A taxpayer, working with a leading company of good repute, but which went bankrupt in the last few years, filed his return of income for the assessment year 2012-13 on July 31, 2012, that is within the applicable due date. During the relevant period, the company had deducted tax at source (TDS) totalling Rs 2.68 lakhs from the salary payments made to the taxpayer. On account of bankruptcy, the company did not deposit this tax amount with the Government. However, in his return of income, the taxpayer claimed credit for this TDS as this amount was deducted from his salary and was never received by him.

During the course of assessment, the tax officer objected to the taxpayer’s claim for a credit of the TDS on salary and raised a demand for the equivalent amount and added interest at applicable rates on the same. This demand was not acceptable to the taxpayer and he was further aggrieved when the tax officer adjusted a refund of Rs 47,140 for the assessment year 2013-14 against the above demand.

At the various appellate levels, the authorities ruled in favour of the tax officer. When the matter came up for decision before the Gujarat High Court, the basic question of law that was sought to be answered was whether the tax officer was in his right to recover the tax amount from the taxpayer? Alternatively, was the taxpayer correct in contending that since he had already suffered deduction of tax at source, but the same not being deposited by the company, it did not permit the tax officer to recover the said amount from the taxpayer.
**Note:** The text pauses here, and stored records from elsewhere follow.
PR #1327, opened 2026-07-16
fix(mcp): decode stringified state values

### LINKED ISSUE #1322: fix(mcp): get_state returns stringified JSON — coerce typeless 'value' arg (round-trip broken)
## Summary

`get_state` returns the stored value **double-encoded as a JSON string** instead of round-tripping the original JSON value:

```
set_state(key="step", value={"phase": "running", "n": 1})
get_state(key="step") → value = "{\"phase\": \"running\", \"n\": 1}"   # string, not object
set_state(key="n", value=42) → get_state → value = "42"                  # string, not number
```

The same double-encoded strings appear in `get_agent_bootstrap`'s `state` component. The docs promise "Arbitrary JSON value" round-trip (set_state stores "object, array, string, number, or boolean").

Verified against v0.51.1 (2026-07-16).

## Impact

Every agent consuming the session-state lane (incl. bootstrap) must speculatively `json.loads` values — and can't distinguish the string `"42"` stored deliberately from the number `42` double-encoded.

## Expected

`get_state` (single-key and list-all forms) and the bootstrap state component return the value with its original JSON type.

## Acceptance criteria

- Round-trip tests for object / array / string / number / boolean
- get_agent_bootstrap state component returns decoded values
- Note in the fix whether existing stored values need a read-time compatibility shim (values written before the fix)

## Root cause (investigated)

The column is JSONB (`backend/src/models/agent_state.py:49`) and the store/read paths are pass-through (no dumps/loads). The double-encoding happens **client-side and is never coerced back**: the `set_state` schema declares `value` with NO `"type"` key (`backend/src/mcp_server/tools/_definitions.py:2091-2093`), and the arg-coercion pass (`backend/src/mcp_server/tools/_arg_coercion.py:126-135`) only coerces args whose declared type is array/object/boolean — typeless fields are skipped. MCP clients that JSON-stringify complex args (the exact case the coercion layer exists for) therefore get their stringified `value` stored verbatim into JSONB and returned verbatim. A client sending a genuine JSON object is unaffected, which makes this look intermittent.

`get_agent_bootstrap`'s state component flows through the same `AgentStateService.list_state` (`agent_state_service.py:98-120`) and inherits the encoded values.

Fix direction: extend the coercion layer with a best-effort `json.loads` for typeless/any-typed string values (or coerce `value` in the set_state handler at `backend/src/mcp_server/tools/state.py:46`). Consider a read-time compatibility shim for values already stored as strings.

Sanjays2402:
## Related Issue

Closes #1322

## Summary

Decode JSON-stringified values for schema fields that accept arbitrary JSON, so `set_state` preserves object, array, string, number, and boolean types.

## Changes

- Decode valid JSON strings for untyped schema fields while preserving native and invalid string values
- Add round-trip regression coverage for every supported JSON value kind

## Testing

- [x] Unit tests added/updated
- [ ] Integration tests passing
- [x] Manual testing completed
- [ ] All tests passing locally (`make test-local`)

Focused result: 51 tests passed. The new regression failed against the original source and passed with this fix.

## Quality Checklist

- [x] Code follows DRY/SOLID principles
- [x] Type hints added (target: 85%+ coverage)
- [x] No lint errors (`make lint`)
- [x] No type errors (`make type-check`)
- [x] No code duplication
- [x] Functions < 50 lines (Single Responsibility)
- [x] Files < 500 lines
- [x] Documentation updated (if needed)

## Screenshots (if applicable)

N/A — backend-only change.

---

To request AI review, comment `/review` on this PR.

### DIFF
--- a/backend/src/mcp_server/tools/_arg_coercion.py
+++ b/backend/src/mcp_server/tools/_arg_coercion.py
@@ -1,7 +1,8 @@
 """JSON-string argument coercion for MCP tool calls.
 
 Issue #197 / #196: some MCP clients serialize complex arguments (arrays,
-objects, booleans) as JSON strings before sending them over the wire:
+objects, booleans, or arbitrary JSON values) as JSON strings before sending
+them over the wire:
 
     {"tags": "[\"a\", \"b\"]"}      instead of  {"tags": ["a", "b"]}
     {"is_private": "true"}           instead of  {"is_private": true}
@@ -82,6 +83,16 @@ def _coerce_to_boolean(value: Any) -> Any:
     return value
 
 
+def _coerce_to_any(value: Any) -> Any:
+    """Decode JSON strings for schema fields that accept any JSON value."""
+    if not isinstance(value, str):
+        return value
+    try:
+        return json.loads(value)
+    except (ValueError, TypeError):
+        return value
+
+
 _COERCERS = {
     "array": _coerce_to_array,
     "object": _coerce_to_object,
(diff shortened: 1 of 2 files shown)


JFK:
Thank you for this contribution — the diagnosis is spot-on and the implementation is clean, with good regression coverage. Unfortunately this collided with an in-house fix for the same issue that was reviewed and merged earlier today (#1328), which is why this branch now conflicts — that's bad timing on our side (the issue was filed and fixed the same day), and I'm sorry your effort raced against it.

Two design notes from #1328's review, for context on where the merged fix differs: (1) decoding was deliberately scoped to objects/arrays only — retyping `"42"`→`42` / `"true"`→`true` corrupts legitimately-string values and diverges from the REST path, which stores exactly what the client sent; (2) `json.loads("null")` → `None` needs a guard, since the state column is `JSONB NOT NULL` and a decoded null would fail at insert.

We'd be glad to see more contributions from you. To avoid another race like this one, feel free to drop a comment on an issue you'd like to take before starting — we'll assign it to you so in-house work steers clear.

The taxpayer relied on decisions issued by Bombay High Court and Guwahati High Court in similar cases. In both these cases, the High Court had held that once the tax has been deducted and the taxpayer has the applicable TDS certificate issued to him by the deductor, then the tax officer cannot deny the credit for such TDS to the taxpayer. However, if the tax officer is of the opinion that the deductor has not deposited the said amount of TDS, it is always open for the department to recover the same from the deductor. The Income Tax Act has defined rules and procedures to that extent.

Given similar facts in the current case, the Gujarat High Court ruled that the taxpayer be allowed credit for the TDS deducted on his salary and even directed that any recovery or adjustment made out of refunds of later years be refunded to the taxpayer along with applicable interest. 

Readers may take note that this decision pertains to a period when all of the TDS procedures had not been made online. Since then, along with payments, the issuance of TDS certificates (Form-16 and Form-16A) have also been linked to online downloads. In other words, the TDS certificate can be made available to the taxpayer, if and only if, the corresponding TDS has been deposited with the government by the deductor.

This implies that in a case, with facts as described above, the taxpayer would not receive any TDS certificates, which can be submitted to the tax officer for the purposes of claiming credit. However, the premise remains the same. In such cases, the taxpayers should maintain other documentation like payslips, full and final settlement slips, etc., which can evidence deduction of tax from the proceeds received. In the author’s opinion, these documents should also augur well in defence of the taxpayer’s right to claim credit for taxes deducted.

Key points:

1. The employer is liable to deduct TDS on salary and deposit it with a government account.

2. The employer has to provide Form-16 for the taxes deducted and paid to the Government.

3. Form-16 (Part-A and B) is generated online and is conclusive evidence of tax paid to the government.

4. If TDS is deducted but not paid to Government, then recovery of tax due cannot be done from the taxpayer.

(The writer is the Founder of Arvind Rao and Associates, a tax and financial consulting firm based in Mumbai)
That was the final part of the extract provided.